Delete objlink, strip flags, extra flags and link data from all target
records.  The dependency list and previous command are kept for targets.
Delete extra flags, target list and dir_base from all directory records.  The
child list for directories is emptied.  Clear all flags in target and
directory records.

Some source files are constructed from components (.prepend, .append),
temporary component lists are built while finding all the files.  Compare the
existing and temporary component lists for such files.  If the constructed
source file is not uptodate or the temporary component list does not match
the current component list then create a new version of the source file in
the object directory.  Mark the source file record as not uptodate and update
the list of components used.

Generate the global makefile from the Makefile.in files, without including
the command checks.  Run the global makefile through make to build the list
of what has been selected, flags etc.  Read the select data, flags etc.
generated by make and load it into the database.

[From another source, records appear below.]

PR #836, opened 2026-07-31
feat(feedback): admin panel for feedback triage (closes #793)

### LINKED ISSUE #793: feat(other): Implement admin panel for feedback triage
## Why
There should be an admin panel in LEM that allows designated admin users to manage feedback submissions. Only feedback from admin users should be auto-triaged into the GitHub development cycle, while other feedback should require admin review before acceptance. This feature would enhance the management of feedback within LEM and GitHub.

Auto-filed from in-app feedback #16 by the feedback→auto-work loop (`docs/launch-and-marketing-plan.md` §B.2/B.3). Classifier: feature/high, risk `none`, confidence 0.90.

## Scope
- Address the reported feature in the `other` area of the product.

## Files
- `tests/unit/`

## Acceptance
- All required CI gates pass.
- A human has answered the Decision Comment before this is merged.

gitchrisqueen:
## What & why

Feedback submitted in-app was auto-filed into the GitHub work cycle for **every** reporter. #793 asks for an admin gate: only admin users' feedback should be auto-triaged; everyone else's waits for a human decision in an in-app panel.

Owner answered the Decision Comment on the issue with `1A` — build it now.

**The gate**
- `users.is_admin` designates admins; `ADMIN_USER_EMAILS` (comma-separated, empty by default) is an additional allowlist.
- `process_new_feedback` / `auto_recluster_feedback` only act on admin reports. Everything else stays `new` until reviewed.
- Reclustering is gated too — attaching a report to an open cluster *accepts* it, so it needs the same check as filing.

**The panel**
- `GET /api/admin/feedback` (status/source filters, paging) and `POST /api/admin/feedback/{id}/review` with `approve` | `dismiss`. Approve runs the normal classifier/filer path; dismiss sets status `dismissed`. Both stamp `feedback.reviewed_by` / `reviewed_at`.
- Auth is a user-level admin role (`_require_user_admin` → 401/403), distinct from the operational `X-Admin-Secret` endpoints.
- SPA: `/admin/feedback` behind `AdminRoute`, nav entry shown only to admins, `is_admin` added to the session response.

### Two things worth a close look

1. **The gate filters in SQL, not in the loop.** Parked non-admin rows keep their `new` + NULL-cluster shape forever. A caller-side skip meant that once `limit` of them sat at the head of the FIFO, admin feedback would never be reached again — a permanent, silent stall of the auto-work loop. `get_unprocessed_feedback(admin_only=True)` does it in the query instead. `count_pending_admin_review()` reports the parked backlog on every pass so it can't grow unseen.
2. **Bootstrap.** `is_admin` defaults to 0, so without a seed *no* user is an admin: the filer would park every report and nobody could reach the panel to release them. The migration seeds the founding account (`UPDATE users SET is_admin = 1 ORDER BY id ASC LIMIT 1`, a no-op on an empty table) and `ADMIN_USER_EMAILS` is the no-SQL path for any other deploy. Both fail closed — empty grants nobody, and a DB error is never read as admin rights.

## Migration

`V20260729194956__add_feedback_admin_review.sql` — additive: `users.is_admin TINYINT(1) NOT NULL DEFAULT 0`, `feedback.reviewed_by` / `reviewed_at` + index, plus the one-row bootstrap `UPDATE` above. Nothing dropped or rewritten.

## Testing

- `poetry run pytest tests/unit -q` → **8574 passed**.
- New/updated: `tests/unit/api/test_feedback_admin_api.py` (403/401/422/404 paths, approve runs the filer + records the reviewer, dismiss, `is_admin` on the session), `tests/unit/utilities/test_db_feedback.py` (`is_user_admin` incl. allowlist + fail-closed, `admin_only` SQL shape, `count_pending_admin_review`), `tests/unit/utilities/test_feedback_issue_service.py` (both passes ask for `admin_only=True`; backlog is reported).
- `npx tsc --noEmit` clean. Vitest (incl. the new `AdminFeedbackPage.test.tsx`) runs in CI on Node 22 — local Node 18 can't start it.

Closes #793

### DIFF
--- a/.env.example
+++ b/.env.example
@@ -7,6 +7,9 @@ CQC_LEM_CHECK_SCHEDULE_DELTA_MINUTES=5
 CQC_LEM_POST_TIME_DELTA_MINUTES=20
 # Secret key required in X-Admin-Secret header for admin endpoints
 ADMIN_SECRET=change_me_to_a_strong_random_secret
+# Comma-separated emails that may use the in-app feedback triage panel (issue #793), on top of the
+# users.is_admin column. Only admin feedback is auto-filed into GitHub; everything else waits here.
+ADMIN_USER_EMAILS=
 # Comma-separated bearer tokens accepted on /api routes (Authorization: Bearer ...).
 # Leave EMPTY for local/dev to disable the gate. Set on internet-facing deploys.
 API_ACCESS_TOKENS=
--- a/compose/local/database/migrations/V20260729194956__add_feedback_admin_review.sql
+++ b/compose/local/database/migrations/V20260729194956__add_feedback_admin_review.sql
@@ -1,0 +1,12 @@
+-- Admin feedback triage panel (issue #793): designate admin users and track who reviewed a feedback row.
+--
+--   users.is_admin        -> TINYINT(1): 1 = this user may use the feedback triage panel.
+--   feedback.reviewed_by  -> user id of the admin who approved/dismissed the row.
+--   feedback.reviewed_at  -> when the admin action happened.
+ALTER TABLE users
+    ADD COLUMN is_admin TINYINT(1) NOT NULL DEFAULT 0;
+
+ALTER TABLE feedback
+    ADD COLUMN reviewed_by INT NULL,
+    ADD COLUMN reviewed_at DATETIME NULL,
+    ADD INDEX idx_feedback_reviewed (reviewed_by, reviewed_at);
--- a/compose/local/database/migrations/V20260729194956__add_feedback_admin_review.sql
+++ b/compose/local/database/migrations/V20260729194956__add_feedback_admin_review.sql
@@ -10,3 +10,10 @@ ALTER TABLE feedback
     ADD COLUMN reviewed_by INT NULL,
     ADD COLUMN reviewed_at DATETIME NULL,
     ADD INDEX idx_feedback_reviewed (reviewed_by, reviewed_at);
+
+-- Bootstrap: with the column defaulting to 0, NO user is an admin, so the auto-filer would park
+-- every report and nobody could reach the panel to release them — the feedback->auto-work loop
+-- would go silently dead on deploy. Seed the founding account (lowest id) so the loop keeps
+-- running. Additional admins: UPDATE users SET is_admin = 1 WHERE email = '...', or the
+-- ADMIN_USER_EMAILS env allowlist. No-op on a fresh install with no users yet.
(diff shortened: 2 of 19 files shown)


gitchrisqueen:

- **Re-review of a settled row double-counted its own GitHub issue** (`api/main.py`): `POST /admin/feedback/{id}/review` ran the filer on any row it found. A filed row *is* its own open cluster (`get_open_feedback_clusters`: `s.cluster_id = s.id AND s.status IN ('clustered','issue_created')`), so a second approve re-classified it (LLM spend) and matched it to itself at similarity 1.0 — posting a false "+1 — another report" on the very issue it created and inflating `reporter_count`/`item_count`. Dismiss had the mirror bug: the row went `dismissed` while its issue stayed open. The panel's `status === 'new'` button check is not the guard — the list is cached 30s and the filing beat or a second admin can settle a row between render and click. Now 409 for `clustered`/`issue_created`/`resolved` or any row carrying an issue number; three tests cover it.
- **Failed approve/dismiss was invisible** (`AdminFeedbackPage.tsx`): `void handleAction(...)` awaited `mutateAsync` with nothing to catch the rejection — a GitHub outage, the new 409, or an expired session produced an unhandled rejection and no UI change, so the click read as a no-op. Switched to `mutate` + a rendered error, and the filer's actual outcome is now shown (approve can rate-limit/drop/error and leave the row exactly where it was — "approved" never meant an issue exists). Vitest added.
- **`get_feedback_list` dragged `f.embedding` out of MySQL** for a column the panel never renders: a 50-row page pulled 50 full vectors to discard them. Dropped from the SELECT.
- **`is_admin_reporter` ignored `ADMIN_USER_EMAILS`**: the auto-filer's join counts an allowlisted email as admin, so those reports *are* filed automatically — but the panel labelled them non-admin, i.e. as if still awaiting review. `get_feedback_list` now applies the same allowlist.
- **CodeQL PR gate failure**: removed the unused `_SECRET` global in `tests/unit/api/test_feedback_admin_api.py`.

Also verified and found clean: the SQL-side admin gate (starvation reasoning holds — the LEFT JOIN is param-bound, allowlist lowercased both sides), fail-closed `is_user_admin`, the migration's additive shape + one-row bootstrap, `AdminRoute`/`isAdmin` reset on logout, and the `Closes #793` claim (every acceptance criterion is covered, the Decision Comment was answered `1A`, no later phase left in prose).

Ran `tests/unit/api` + the feedback DB/service suites: 951 passed. `tsc --noEmit` and eslint clean; vitest needs CI's Node 22.

gitchrisqueen:

PR #837, opened 2026-07-31
fix(replies): confirm email forwarding from a forwarded email, not just our click (closes #813)

### LINKED ISSUE #813: fix(replies): Email forwarding not confirmed despite setup for comment replies
## Why
User has configured "Replying to comments on my posts" but still sees the warning "Email forwarding is not confirmed yet, so replies to comments on your posts will never fire. Finish the 3-step setup below." The issue prevents comment reply handling, including @mentions in emails.

Auto-filed from in-app feedback #22 by the feedback→auto-work loop (`docs/launch-and-marketing-plan.md` §B.2/B.3). Classifier: bug/high, risk `none`, confidence 0.92.

## Scope
- Address the reported bug in the `replies` area of the product.

## Files
- `tests/unit/`

## Acceptance
- All required CI gates pass.

gitchrisqueen:
## What

"Email forwarding is not confirmed yet, so replies to comments on your posts will never fire" stayed on screen for a user who **had** finished the setup.

`gmail_forward_confirmation.confirmed` was only ever set by our **server-side click** of Gmail's verify link. `_handle_gmail_forwarding_confirmation` already assumes that click often fails ("interstitial / datacenter IP") and emails the link + code to the user so they can finish it from their own signed-in browser — but nothing recorded that they did. The record stayed `confirmed: false` forever, so conflict **C6** kept telling a working setup it would never fire. The 7-day Redis TTL compounded it: even a *successful* auto-click silently un-confirmed itself a week later, and the Gmail filter is set up once and forwards indefinitely.

## Why this fix

Confirm on **evidence**, not on our own click. A LinkedIn notification arriving at the user's private `reply+<token>@parse.<domain>` address is end-to-end proof the forward rule is live — strictly better proof than clicking a link.

- `_process_reply_inbound` records the confirmation when LinkedIn mail lands, **before** the comment/reaction split: a forwarded *reaction* email proves the chain just as well, and the status chip is about the chain working, not about that email being actionable.
- New `is_linkedin_notification()` (`notification_email.py`) is the evidence test — broader than `is_comment_notification` but not blanket, so unrelated mail to the address can't stand in as proof.
- `_store_gmail_forward_confirmation()` centralises the write: a confirmed record has **no TTL** and is never downgraded by a later pending one (re-adding the address and failing the auto-click again must not undo forwarding we've watched work). Pending records keep the 7-day TTL.

## Also: the warning stopped lying about where the user is

A pending record means Gmail already asked us to verify — the address *was* added. Repeating "finish the 3-step setup" is what made a half-done setup read as a total failure, so **C6** and the `ReplySetupSteps` chip now have three states and name the one outstanding step ("Waiting for your first forwarded email") instead of sending the user back to step 1.

## Testing

- `tests/unit/api/test_main_general.py` — `TestForwardingConfirmedByDelivery`: forwarded comment email confirms; the confirmed record carries no `ex`; a forwarded reaction confirms but starts no sweep; unrelated mail is not evidence; an already-confirmed record isn't rewritten; a failed re-confirmation never downgrades a confirmed one; pending still gets its TTL.
- `tests/unit/utilities/linkedin/test_notification_email.py` — `TestIsLinkedInNotification`.
- `conflicts.test.ts` — C6's three messages; `ReplySetupSteps.test.tsx` (new) — chip states + the code fallback only while outstanding.
- `poetry run pytest tests/unit -q` → **8591 passed**. `tsc --noEmit` clean.

No migration, no schema change, no new env var.

Closes #813

### DIFF
--- a/src/cqc_lem/api/main.py
+++ b/src/cqc_lem/api/main.py
@@ -1377,31 +1377,35 @@ async def linkedin_verification_pin_inbound(request: Request) -> ResponseModel:
 
 
 _GMAIL_CONFIRM_KEY = "linkedin:gmail_forward_confirm:{user_id}"
-# A pending record is transient (the code fallback goes stale); a CONFIRMED one is not. The Gmail
-# filter is set up ONCE and forwards indefinitely, so expiring a proven-working record re-raised the
-# "forwarding is not confirmed" warning a week later on a setup that was fine (issue #813).
-_GMAIL_PENDING_TTL_SECONDS = 7 * 24 * 60 * 60
+# What goes stale is the CODE fallback, not the fact that Gmail asked us to verify the address. The
+# record itself is what the UI reads to tell "never started" apart from "waiting on the first
+# forwarded email", and neither the Gmail filter nor the user's progress through it expires — an
+# expiring record put a fine setup back on "Forwarding not confirmed yet" (issue #813). So no record
+# carries a TTL; only the code is dropped once it is too old to be worth offering.
+_GMAIL_CODE_FRESH_SECONDS = 7 * 24 * 60 * 60
 
 
-def _store_gmail_forward_confirmation(user_id: int, record: "dict") -> bool:
-    """Persist forwarding status; True when something was written. Confirmed records never expire and
-    are never downgraded by a later pending one — evidence that the chain worked does not stop being
-    evidence."""
+def _store_gmail_forward_confirmation(user_id: int, record: "dict", quiet: bool = False) -> bool:
+    """Persist forwarding status; True when something was written. Confirmed records are never
+    downgraded by a later pending one — evidence that the chain worked does not stop being evidence.
+    Pass quiet=True on per-email paths so one Redis outage can't turn into a warning flood."""
     try:
         from cqc_lem.utilities.linkedin.rate_limit import _redis_client
         client = _redis_client()
         if client is None:
             return False
-        if record.get("confirmed"):
-            client.set(_GMAIL_CONFIRM_KEY.format(user_id=user_id), json.dumps(record))
-            return True
-        if (get_gmail_forward_confirmation(user_id) or {}).get("confirmed"):
-            return False
-        client.set(_GMAIL_CONFIRM_KEY.format(user_id=user_id), json.dumps(record),
-                   ex=_GMAIL_PENDING_TTL_SECONDS)
+        if not record.get("confirmed"):
+            if (get_gmail_forward_confirmation(user_id) or {}).get("confirmed"):
+                return False
+            if record.get("code"):
+                record = {**record, "code_expires_at": int(time.time()) + _GMAIL_CODE_FRESH_SECONDS}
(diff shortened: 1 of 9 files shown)


gitchrisqueen:

Reviewed the diff, the surrounding inbound-mail path, and issue #813's acceptance criteria. The core call — confirm on *evidence* (a LinkedIn notification actually landing on the private `reply+<token>` address) rather than on our own datacenter-IP click — is right, and the `is_linkedin_notification` gate is appropriately narrow (the parse host is `parse.christopherqueenconsulting.com`, so no self-referential "linkedin" match from an echoed To: line). Two real defects at the seams, both fixed in `6a3dc1b`:

- **The pending record's 7-day TTL decayed the fix back into the bug.** The new three-state UI reads the *record* to tell "never started" from "waiting on the first forwarded email", but pending records still expired. The recommended Gmail filter is `From linkedin.com` + `Subject: commented OR replied`, so a user with a quiet week forwards nothing — and after 7 days a finished-by-hand setup dropped from "Waiting for your first forwarded email" back to "Forwarding not confirmed yet. Finish the 3-step setup below." That is exactly #813's symptom, one week later. What actually goes stale is the *code*, not the fact that Gmail asked us to verify: the record is now stored with no TTL and carries `code_expires_at`, and `get_gmail_forward_confirmation` drops only the `code` once it passes. UI and C6 copy unchanged (the code fallback is already gated on `confirmation.code`). Replaced `test_pending_confirmation_still_stored_with_a_ttl` with `test_pending_confirmation_outlives_the_code_it_carries`, plus `test_stale_code_is_dropped_but_the_record_survives` / `test_fresh_code_is_still_offered`.
- **A Redis outage now files a defect for working behaviour.** `_store_gmail_forward_confirmation` moved onto the per-inbound-email path, but kept `log_warning` in its except branch — and `_redis_client()` builds the handle lazily, so an unreachable Redis raises on `.set()`, once per forwarded email. Per `src/cqc_lem/utilities/CLAUDE.md`, a repeated `log_warning` re-emits at ERROR and files a grouped `$exception` → auto GitHub issue. The delivery path now passes `quiet=True` and logs DEBUG; the once-per-Gmail-confirmation auto-click path still warns. Covered by `test_redis_outage_on_the_delivery_path_does_not_warn`. (The existing guard comment in `_record_forwarding_confirmed_by_delivery` claimed this was already handled — it only covered the INFO log.)

Checked and NOT flagged: `Closes #813` is honest (both acceptance criteria met, no later phase in the issue); confirmed records are never downgraded by a later pending one, and `SET` without `EX` correctly clears a legacy TTL on upgrade; a forwarded reaction email confirms without triggering a sweep; the webhook stays token-gated and always 200s. One thing left deliberately alone: `is_comment_notification` still classifies "mentioned you" as a reaction, so an @mention-in-a-comment email confirms forwarding but starts no sweep — that predates this PR and changing it is a separate scope call.

`poetry run pytest tests/unit -q` → **8594 passed**. UI tests (`vitest`) not runnable in this worktree — deferred to CI.

gitchrisqueen:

After reconstructing any source files from their components, the source files
must be scanned for any config changes since the last build.  If the source
file is not uptodate then skip the config check, it will be done when the
target is built from this source.  Otherwise run the config list, the index
and mtime entry for each entry in the config list (set on last successful
build) is compared against the current index and mtime for that config
option.  Any difference will cause the source entry to be marked as not
uptodate.  If the source file is marked as not uptodate by any process, purge
the config list, it must be rebuilt.  Repeatedly scan the database until no
more changes occur.  You have now identified all sources that have been
directly (user) or indirectly (config) changed.

Every target file generated from source has at least one dependency, the
source file used to create it, it also depends on all the included files,
either directly or indirectly.  A conglomerate object or archive depends on
the individual objects linked into it.  When a target file is being
considered, look at the dependency list.  If the target has changed index or
mtime since the last build (manual fiddling with the target) then mark it as
not uptodate.  If any of the dependencies are marked as not uptodate then
mark the target as not uptodate.  Targets that are marked as not uptodate are
removed from the object directory to force 'make' to recreate the file, in
addition their mtime, command and dependency data are cleared in the
database.  Repeatedly scan the database until no more changes occur.  You
have now identified all targets that need to be rebuilt.

All of the above work is done at the start of the build, it identifies
everything affected by source file and config changes and removes the
affected targets.  After removing out of date targets and identifying what
has been selected and the flags etc. to be used, generate the final global
makefile, including the checks on changes to the build command.  Run make
against the global makefile to compile the targets.

Each compile step is run by a pre-processor wrapper.  While gcc is compiling
the code, the pre-processor reads the source in parallel with gcc and
extracts config data, creating a new config list for the target.  After each
successful compile step, the dependency list generated by gcc -MD is read,
standardized and copied into the database for the target file.

Each source dependency is checked in the database to see if it is up to date,
any dependency that is marked as not uptodate is then scanned for config
entries and the config list in the dependency record is updated accordingly.
The first successful compile that references a dependency will update the
config list for that source file and set the uptodate flag, later compiles
will see that the dependency is up to date and do nothing.

The command used to build a target is standardized and stored in the
database.  The saved command is used to force a rebuild if any of the flags
have changed, including run time overrides.